What is needed: Nothing but the lines from the line with "I don't think" to the end of the records below should appear in the answer, each exactly as given.

Exercise input:
# # # # #

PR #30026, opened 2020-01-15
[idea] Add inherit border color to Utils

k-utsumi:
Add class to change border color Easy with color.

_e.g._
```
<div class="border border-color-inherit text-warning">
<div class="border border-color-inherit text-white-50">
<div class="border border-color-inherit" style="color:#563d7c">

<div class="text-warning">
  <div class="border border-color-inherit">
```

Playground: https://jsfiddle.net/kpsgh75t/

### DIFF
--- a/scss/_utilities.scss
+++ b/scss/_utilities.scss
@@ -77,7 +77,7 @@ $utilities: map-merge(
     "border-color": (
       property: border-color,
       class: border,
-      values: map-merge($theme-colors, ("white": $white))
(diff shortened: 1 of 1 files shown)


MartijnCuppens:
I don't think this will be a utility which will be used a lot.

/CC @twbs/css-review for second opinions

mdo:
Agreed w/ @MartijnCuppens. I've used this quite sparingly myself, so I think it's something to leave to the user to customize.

# # # # #

Solution for this exercise:
I don't think this will be a utility which will be used a lot.

/CC @twbs/css-review for second opinions

mdo:
Agreed w/ @MartijnCuppens. I've used this quite sparingly myself, so I think it's something to leave to the user to customize.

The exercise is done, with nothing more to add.